Thomas Bodza totted up all these outrages on the back of his map, and whenever he was immersed in that odd production, his eyes always fastened themselves on three red crosses which he had marked over the little town which indicated Hétfalu; and at all such times he would heave a deep sigh, as if he found this long waiting for the day of retribution almost too much for his patience.
For that a day of retribution would arrive sooner or later was his strong belief.
Frequently, on popular festivals, you might notice on his index-finger a rude iron ring (the handiwork of a blacksmith rather than of a jeweller, from the look of it), the seal of which was engraved with the three letters: U. S. S. On such occasions, anyone observing him closely could have remarked that he carried his head higher than usual, and whenever he was asked what these initial letters signified, he would simply shrug his shoulders and say that he had got the ring from a comrade in his student days, and really did not know what the letters meant.
During vacation time he would regularly undertake long journeys on foot into distant parts of the land, traversing no end of mountains and valleys, and always returning home more surlily disposed towards the lord of the manor than ever, at the same time dropping mysterious hints in the presence of his confidants, and talking darkly of old expectations being realised, of extraordinary forthcoming events, and of important changes in the general order of things here below.
Nowadays people will scarcely believe that there are men whose whole course of life is determined by such baseless and centrifugal ideas. Such a species of human ambition is certainly a great rarity. It resembles that cryptogram which goes by the name of "star-ashes," whose tremulous spray-like masses only appear in rare seasons and odd places after the warm summer rains. No ordinary soil is good enough for them.

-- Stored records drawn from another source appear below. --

PR #48707, opened 2026-08-10
[router] Add global registry for routers.

Ubax:
# Why

In order to be able to attach correct and not stale state when actions are dispatched, we need to know all the mounted routers. This is a prerequisite for the follow-up nested param and hydration removal.

# How

1. Add global router registry context
2. Register every router identified by `navigatorKey` in `useNavigationBuilder`.
3. Update tests

# Test Plan

CI

# Checklist

### DIFF
--- a/packages/expo-router/src/global-state/__tests__/routerRegistry.test.ios.tsx
+++ b/packages/expo-router/src/global-state/__tests__/routerRegistry.test.ios.tsx
@@ -1,6 +1,6 @@
 import { jest } from '@jest/globals';
 import { act, render } from '@testing-library/react-native';
-import { StrictMode, use, type ReactNode } from 'react';
+import { StrictMode, use, useState, type ReactNode } from 'react';
 import { Text } from 'react-native';
 
 import { ExpoRoot } from '../../ExpoRoot';
@@ -231,6 +231,29 @@ describe('navigation builder registration', () => {
     const nextState = entry.reduce(layoutState, StackActions.push('second'));
 
     expect(nextState?.routes.map((route) => route.name)).toEqual(['index', 'second']);
+  });
+
+  it('preserves registry identity when screens do not change', () => {
+    let rerenderLayout: () => void;
+    function Layout() {
+      const [, setRenderCount] = useState(0);
+      rerenderLayout = () => setRenderCount((count) => count + 1);
+      return <Stack />;
+    }
+
+    renderRouter({
+      _layout: Layout,
+      index: Probe,
+    });
+    const initialRegistry = registry;
+    const initialEntry = registry.get(getLayoutState().key);
+    const initialRenders = registryRenders;
+
+    act(() => rerenderLayout());
+
+    expect(registry).toBe(initialRegistry);
+    expect(registry.get(getLayoutState().key)).toBe(initialEntry);
+    expect(registryRenders).toBe(initialRenders);
   });
 
   it('replaces the entry when screens change', () => {
--- a/packages/expo-router/src/global-state/__tests__/routerRegistry.test.ios.tsx
+++ b/packages/expo-router/src/global-state/__tests__/routerRegistry.test.ios.tsx
@@ -1,0 +1,265 @@
+import { jest } from '@jest/globals';
+import { act, render } from '@testing-library/react-native';
+import { StrictMode, use, type ReactNode } from 'react';
+import { Text } from 'react-native';
+
+import { ExpoRoot } from '../../ExpoRoot';
+import { router } from '../../imperative-api';
+import Stack from '../../layouts/Stack';
+import { StackActions, type NavigationState } from '../../react-navigation/native';
+import { getMockContext, renderRouter } from '../../testing-library';
+import { store } from '../router-store';
+import {
+  RouterRegistryProvider,
+  RouterRegistryContext,
+  type RouterRegistry,
+  type RouterRegistryEntry,
+  useRegisterRouter,
+} from '../routerRegistry';
+
+const state: NavigationState = {
+  stale: false,
+  type: 'stack',
+  key: 'stack-key',
+  index: 0,
+  routeNames: ['index'],
+  routes: [{ key: 'index-key', name: 'index' }],
+};
+
+const firstEntry: RouterRegistryEntry = {
+  reduce: () => state,
+  routerType: 'stack',
+};
+
+const secondEntry: RouterRegistryEntry = {
+  reduce: () => state,
+  routerType: 'stack',
+};
+
+function getLayoutState(): NavigationState {
+  const layoutState = store.navigationRef.current!.getRootState().routes[0]!.state;
+
+  if (layoutState?.stale !== false) {
+    throw new Error('Expected initialized layout state');
+  }
+
+  return layoutState;
+}
+
+function Registrant({
+  entry,
+  stateKey = state.key,
+}: {
+  entry: RouterRegistryEntry;
+  stateKey?: string;
+}) {
+  useRegisterRouter(stateKey, entry);
+  return null;
+}
+
+function RegistryProbe({ onRender }: { onRender: (registry: RouterRegistry) => void }) {
+  const registry = use(RouterRegistryContext);
+  if (registry === undefined) {
+    throw new Error('Expected RouterRegistryProvider');
+  }
+  onRender(registry);
+  return null;
+}
+
+describe(RouterRegistryProvider, () => {
+  it('warns when registering outside the provider', () => {
+    const warn = jest.spyOn(console, 'warn').mockImplementation(() => {});
+
+    try {
+      render(<Registrant entry={firstEntry} />);
+
+      expect(warn).toHaveBeenCalledWith(
+        'Router registry is unavailable. This is most likely a bug in expo-router. Please report it at https://github.com/expo/expo/issues.'
+      );
+    } finally {
+      warn.mockRestore();
+    }
+  });
+
+  it('registers and unregisters entries', () => {
+    const registries: RouterRegistry[] = [];
+    const result = render(
+      <RouterRegistryProvider>
+        <RegistryProbe onRender={(registry) => registries.push(registry)} />
+        <Registrant entry={firstEntry} />
+      </RouterRegistryProvider>
+    );
+
+    expect(registries.at(-1)?.get(state.key)).toBe(firstEntry);
+
+    result.rerender(
+      <RouterRegistryProvider>
+        <RegistryProbe onRender={(registry) => registries.push(registry)} />
+      </RouterRegistryProvider>
+    );
+
+    expect(registries.at(-1)?.size).toBe(0);
+  });
+
+  it('keeps a newer registration when an older owner unmounts', () => {
+    const registries: RouterRegistry[] = [];
+    const result = render(
+      <RouterRegistryProvider>
+        <RegistryProbe onRender={(registry) => registries.push(registry)} />
+        <Registrant entry={firstEntry} />
+        <Registrant entry={secondEntry} />
+      </RouterRegistryProvider>
+    );
+
+    expect(registries.at(-1)?.get(state.key)).toBe(secondEntry);
+
+    result.rerender(
+      <RouterRegistryProvider>
+        <RegistryProbe onRender={(registry) => registries.push(registry)} />
+        <Registrant entry={secondEntry} />
+      </RouterRegistryProvider>
+    );
+
+    expect(registries.at(-1)?.get(state.key)).toBe(secondEntry);
+  });
+
+  it('handles StrictMode effect replay', () => {
+    const registries: RouterRegistry[] = [];
+
+    render(
+      <StrictMode>
+        <RouterRegistryProvider>
+          <RegistryProbe onRender={(registry) => registries.push(registry)} />
+          <Registrant entry={firstEntry} />
+        </RouterRegistryProvider>
+      </StrictMode>
+    );
+
+    expect(registries.at(-1)?.get(state.key)).toBe(firstEntry);
+  });
+
+  it('preserves map identity when registration does not change', () => {
+    const registries: RouterRegistry[] = [];
+
+    render(
+      <RouterRegistryProvider>
+        <RegistryProbe onRender={(registry) => registries.push(registry)} />
+        <Registrant entry={firstEntry} />
+        <Registrant entry={firstEntry} />
+      </RouterRegistryProvider>
+    );
+
+    expect(new Set(registries).size).toBe(2);
+    expect(registries.at(-1)?.get(state.key)).toBe(firstEntry);
+  });
+});
+
+describe('navigation builder registration', () => {
+  let registry: RouterRegistry;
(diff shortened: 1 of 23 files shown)


packages/expo-router/src/react-navigation/core/useNavigationBuilder.tsx
```diff
@@ -566,6 +567,24 @@ export function useNavigationBuilder<
   // `ROUTE_NAMES_CHANGED` commits and no screen is focused only to be unfocused again.
   state = router.getStateForDeclaredRoutes(state, routeNames);
 
+  const reduce = React.useCallback<RouterRegistryEntry['reduce']>(
+    (registryState, action) =>
+      // The registry stores states from different router types; this entry only receives its own state key.
+      router.getStateForAction(registryState as State, action, {
+        routeNames,
+        routeParamList,
```
jakub-agent: [🚨 **critical**] `routeParamList` is not defined in this scope. There is no binding with that name anywhere in the module — the enclosing `useMemo` builds a local `initialRouteParamList` instead, and the other `getStateForAction` call in this file (line 523) passes only `routeNames` and `routeGetIdList`.

CI on this commit reports:

```
src/react-navigation/core/useNavigationBuilder.tsx(575,9): error TS2353: Object literal may only specify known properties, and 'routeParamList' does not exist in type 'RouterActionOptions'.
src/react-navigation/core/useNavigationBuilder.tsx(575,9): error TS18004: No value exists in scope for the shorthand property 'routeParamList'.
src/react-navigation/core/useNavigationBuilder.tsx(578,34): error TS2304: Cannot find name 'routeParamList'.
```

and at runtime `ReferenceError: routeParamList is not defined`, thrown from the dependency array on line 578 — so it fires on every render of every navigator, not only when `reduce` is called. This fails `check-packages` and the whole `expo-router` jest suite, and blocks the PRs stacked on this one (#48760, #48731).

`RouterActionOptions` has no `routeParamList` member, so the fix is to remove the property and its dependency rather than declare a value for it.

`packages/expo-router/AGENTS.md` asks for `et check-packages expo-router` before committing — please run it on this branch.

packages/expo-router/src/react-navigation/core/useNavigationBuilder.tsx
```diff
@@ -566,6 +567,24 @@ export function useNavigationBuilder<
...
+        routeGetIdList,
+      }),
+    [routeGetIdList, routeNames, routeParamList, router]
+  );
+  const registryEntry = React.useMemo<RouterRegistryEntry>(
```
jakub-agent, line 587: [🏗️ **design**] This memoization has no effect. `routeNames` (line 345) and `routeGetIdList` (line 346) are a fresh array and a fresh object on every render, so the `useCallback` dependencies always differ. That cascades: new `reduce` → new `registryEntry` → `useRegisterRouter`'s layout effect re-runs on every render of every navigator.

Each of those re-runs calls `unregister` then `register`, so the provider clones the registry `Map` twice and commits two state updates. Because they are scheduled from a layout effect, React flushes an extra synchronous render pass before paint. Once a real consumer subscribes to `RouterRegistryContext`, it will re-render on every render of any navigator in the tree, which defeats the point of keying the registry by state key.

Two options that keep the entry identity stable:

- Compare by value before producing a new entry — this file already imports `isArrayEqual` for `routeNames`, and `routeGetIdList` can be compared with the existing `isRecordEqual` helper.
- Hold the entry in a ref and mutate its fields, registering once per `state.key`. Consumers call `reduce` at action time, so they always observe the latest configuration without a new map identity.

The second option would need the `replaces the entry when screens change` test reworked to assert on `reduce` behaviour rather than on entry identity.

packages/expo-router/src/global-state/routerRegistry.tsx
```diff
@@ -0,0 +1,79 @@
...
+}
+
+export function useRegisterRouter(stateKey: string, entry: RouterRegistryEntry): void {
+  const setters = use(RouterRegistrySettersContext);
+
+  useClientLayoutEffect(() => {
+    if (setters === undefined) {
+      if (process.env.NODE_ENV !== 'production') {
+        console.warn(
+          'Router registry is unavailable. This is most likely a bug in expo-router. Please report it at https://github.com/expo/expo/issues.'
```
jakub-agent, line 71: [🏗️ **design**] This warning fires for setups that are not bugs. `useRegisterRouter` is called unconditionally from `useNavigationBuilder`, so any navigator rendered outside `ExpoRoot` hits it — including this package's own vendored tests, which render navigators inside a bare `BaseNavigationContainer` (see `src/react-navigation/core/__tests__/index.test.ios.tsx`, `useDescriptors.test.ios.tsx`, and others). Those suites will fill with a message telling the reader to file an expo-router issue.

It also repeats: `entry` is in the dependency array and changes identity on every render (see the comment on `useNavigationBuilder.tsx:580`), so this logs once per render rather than once per mount.

Suggestion: either treat a missing provider as a supported standalone case and drop the warning, or keep it but reword it to describe the actual condition ("a navigator rendered outside `ExpoRoot`") and de-duplicate it per navigator.

packages/expo-router/src/global-state/routerRegistry.tsx
```diff
@@ -0,0 +1,79 @@
...
+type RouterRegistrySetters = {
+  register: (stateKey: string, entry: RouterRegistryEntry) => void;
+  unregister: (stateKey: string, entry: RouterRegistryEntry) => void;
+};
+
+export const RouterRegistryContext = createContext<RouterRegistry | undefined>(undefined);
+const RouterRegistrySettersContext = createContext<RouterRegistrySetters | undefined>(undefined);
+
+export function RouterRegistryProvider({ children }: PropsWithChildren) {
+  const [registry, setRegistry] = useState<RouterRegistry>(() => new Map());
```
jakub-agent, line 30: [🏗️ **design**] Design question about the storage mechanism, given the PR is titled a *global* registry.

Holding the map in React state means two things: the registry can only be read by components inside the provider during render, and every mutation re-renders every consumer even when the consumer only cares about one state key. If the intended consumer is the imperative router store (`global-state/router-store.tsx`), it cannot read this synchronously at action-dispatch time, and it will observe entries one commit late.

A ref-backed `Map` exposed through `useSyncExternalStore`, or a slice on the existing store, would give both a synchronous imperative read and per-key subscription, at the cost of manual change notification. Was that considered and rejected? If the consumer in a later PR of the stack is a React component that genuinely wants the whole map, the current shape is fine — worth a note in the file explaining who reads it.

packages/expo-router/src/react-navigation/core/useNavigationBuilder.tsx
```diff
@@ -4,6 +4,7 @@ import { use } from 'react';
 // TODO(@ubax) - RN Migration: remove this dependency and just add this function to our codebase
 import { isValidElementType } from 'react-is';
 
+import { type RouterRegistryEntry, useRegisterRouter } from '../../global-state/routerRegistry';
```
jakub-agent, line 7: [🏗️ **design**] This makes the vendored `react-navigation/core` depend on expo-router's `global-state`, which inverts the layering the fork relies on — `AGENTS.md` describes `src/react-navigation/` as vendored upstream source, and this file already carries a `TODO(@ubax) - RN Migration` note about shedding a non-fork dependency. Every future upstream sync of `useNavigationBuilder` now has to re-apply this edit.

Related: `contextKey: options.id` on line 581 reads an expo-router meaning into a generic React Navigation field. `id` is only the context key because `views/Navigator.tsx` sets `id: contextKey`; for any other navigator built on this hook it is an arbitrary identifier, so the registry entry's `contextKey` will be wrong or undefined.

Suggestion: register through a fork-level context (the way `UnhandledActionContext` is injected) so the fork stays free of expo-router imports, and name the field `id` unless the expo-router meaning is guaranteed.

packages/expo-router/src/global-state/__tests__/routerRegistry.test.ios.tsx
```diff
@@ -0,0 +1,265 @@
...
+          <RegistryProbe onRender={(registry) => registries.push(registry)} />
+          <Registrant entry={firstEntry} />
+        </RouterRegistryProvider>
+      </StrictMode>
+    );
+
+    expect(registries.at(-1)?.get(state.key)).toBe(firstEntry);
+  });
+
+  it('preserves map identity when registration does not change', () => {
```
jakub-agent, line 141: [💡 suggestion] This test pins identity only for a repeated registration of the same entry object. The case that actually matters in production is not covered: re-rendering an unchanged navigator should not churn the registry.

A test that renders a navigator, records the registry identity, forces a re-render with the same screens, and asserts the identity is unchanged would pin the contract discussed on `useNavigationBuilder.tsx:580` and fail today.

jakub-agent (changes requested):

**Blocking: this branch does not compile.** `routeParamList` on line 575 of `useNavigationBuilder.tsx` is not declared anywhere in that scope. CI confirms three TypeScript errors (`TS2304`, `TS18004`, `TS2353`) and a runtime `ReferenceError: routeParamList is not defined`, which fails `check-packages` and the entire `expo-router` jest suite. The dependency array on line 578 evaluates the identifier on every render, so every navigator throws. `RouterActionOptions` has no `routeParamList` field, so the fix is to drop the property, matching the `getStateForAction` call on line 523. `packages/expo-router/AGENTS.md` requires `et check-packages expo-router` before committing; that would have caught this.

This is PR 9 of an ~11 PR stack (`main` ← #48708 ← #48756 ← #48752 ← #48757 ← #48709 ← #48718 ← #48750 ← **#48707** ← #48760, #48731), so the failure also blocks everything stacked above it.

The design is otherwise reasonable: a context-based map from navigation state key to router entry, registered in a layout effect with identity-checked unregistration. The StrictMode and stale-unregister handling are correct, and the tests cover mount, unmount, replacement, and effect replay.

Remaining concerns, in order:

1. **The memoization does not work.** `routeNames` and `routeGetIdList` are rebuilt on every render (lines 345-352), so `reduce`, `registryEntry`, and the registration effect all re-run on every render of every navigator. Each render clones the registry `Map` twice and forces a synchronous re-render of the provider.
2. **The dev warning fires for legitimate setups.** Any navigator rendered outside `ExpoRoot` warns, including this package's own vendored `react-navigation/core` tests, and the message blames a bug in expo-router.
3. **Layering.** The vendored fork now imports expo-router global state, and `contextKey: options.id` bakes an expo-router meaning into a generic React Navigation field.
4. **No production consumer yet.** Nothing outside the tests reads the registry, so as merged this ships a provider and per-navigator state that no shipped code uses. Reasonable for a stack step, worth confirming the consumer lands before this reaches a release branch.

packages/expo-router/src/react-navigation/core/useNavigationBuilder.tsx
```diff
@@ -567,6 +568,30 @@ export function useNavigationBuilder<
   // `ROUTE_NAMES_CHANGED` commits and no screen is focused only to be unfocused again.
   state = router.getStateForDeclaredRoutes(state, routeNames);
 
+  // TODO(@ubax): find a better way to implement this then ref approach
+  const registryConfigRef = React.useRef({ routeNames, routeGetIdList });
+  registryConfigRef.current = { routeNames, routeGetIdList };
```
jakub-agent: [🏗️ **design**] Agreeing with your `TODO` above — and there is a concrete fix that keeps everything else about this approach.

Writing a ref during render has two costs here:

1. **React Compiler.** `AGENTS.md` asks that the code work with and without the compiler enabled. A render-phase ref write trips `ValidateNoRefAccessInRender`, so the compiler bails out of optimizing `useNavigationBuilder` — the hottest hook in the package — rather than just skipping this line.
2. **Discarded renders.** A render pass that never commits (an interrupted transition, an `<Activity>` prerender — which this hook already handles specially) still leaves its `routeNames` and `routeGetIdList` in the ref. If `reduce` is dispatched from the committed tree in the window before the next render, it reduces with screen configuration that was never committed. The window is narrow, but it is real.

Moving the assignment into a layout effect fixes both, and puts the ref write in the same commit phase as the registration right below it, so the entry and the config it reads always come from the same commit:

```ts
const registryConfigRef = React.useRef({ routeNames, routeGetIdList });

useClientLayoutEffect(() => {
  registryConfigRef.current = { routeNames, routeGetIdList };
});
```

Minor point either way: with the assignment on the next line, the `useRef` initializer is dead after the first render but still allocates an object on every render.

packages/expo-router/src/react-navigation/core/useNavigationBuilder.tsx
```diff
@@ -567,6 +568,30 @@ export function useNavigationBuilder<
...
+  // Screen-list changes invalidate render consumers even though the reducer reads the latest config.
+  const routeNamesKey = routeNames.join(',');
```
jakub-agent: [🐧 nit] `,` is ambiguous as a separator: `['a,b']` and `['a', 'b']` produce the same key. Route names come from file paths, where a comma is a legal character, so this is reachable.

The blast radius is small — `reduce` reads the ref, so reduction stays correct, and only the consumer invalidation is missed. Still, a separator that cannot appear in a route name (`'\u0000'`) or an `isArrayEqual` comparison against a previous-value ref removes the ambiguity for the same cost. This file already imports `isArrayEqual`.

jakub-agent (approved):

**Iteration 2 — all six findings from the previous review are addressed. Approving.**

CI is green on `7a0ac1f`: `check-packages`, all four `jest-ubuntu` shards, and all four `playwright-ubuntu` shards pass. (`ios-test-e2e` reports a 0-second failure with no log, the same as on the previous head; it is not attributable to this diff.)

What changed:

| Previous finding | Resolution |
| --- | --- |
| 🚨 `routeParamList` undefined — 3 TS errors + `ReferenceError` | Property and dependency removed. Typecheck and the full jest suite now pass. |
| 🏗️ Memoization ineffective, registry churned every render | Config moved to a ref, `reduce` keyed on `routeNamesKey`. Entry identity is now stable across re-renders. |
| 🏗️ Dev warning fired for the fork's own tests | New `__fixtures__/BaseNavigationContainer` wraps the provider; 17 fork test files updated. |
| 🏗️ React state as registry storage | Answered with a comment: render-phase consumers make React state the right fit. Reasonable. |
| 🏗️ Fork imports expo-router `global-state` | Deferred with an explicit `TODO(@ubax)` pointing at the `UnhandledActionContext` approach. Fine for a stack step. |
| 💡 No test for registry churn | `preserves registry identity when screens do not change` added, asserting map identity, entry identity, and consumer render count. |

Two non-blocking comments below, neither of which should hold up the merge. The first is the ref write during render — you already flagged it with a `TODO`, and there is a concrete fix worth taking in the follow-up. The second is a nit about the `routeNames.join(',')` separator.

One thing to confirm before this lands on a release branch: nothing outside the tests reads the registry yet, so as merged it ships a provider and per-navigator registration that no shipped code consumes. That is expected for PR 9 of the stack — worth making sure the consumer lands in the same release.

At any rate, Mr. Thomas Bodza would have acted more wisely if he had endeavoured to inoculate the minds of the faithful committed to his charge with a little reading, a little writing, and some slight knowledge of geography, ethnology, natural history, and fruit cultivation, instead of assembling round him all the loafers of the district in the pot-house, the meeting-house, at the hut of the forest rangers, or in some underground cellar outside the village, and there putting into their heads ideas which, interpreted by their ignorant fanaticism, could only be productive of infinite mischief.
He had in all the villages round about personal acquaintances, whom he was wont to visit successively in the course of every year, and whose fantastic aspirations he constantly did his best to keep alive.
And at last the opportunity had presented itself for beginning his great work.
Being a very well-read man himself, he had been the first to learn from the newspapers of the approach of that dangerous contagious sickness, the antidotes against which were still unknown.
Suddenly a mysterious rumour began to spread through the villages that a powerful foreign nation was about to invade the kingdom for the purpose of reconquering for the descendants of the Quadi and the Marahanas the Pannonian provinces that they had held centuries before.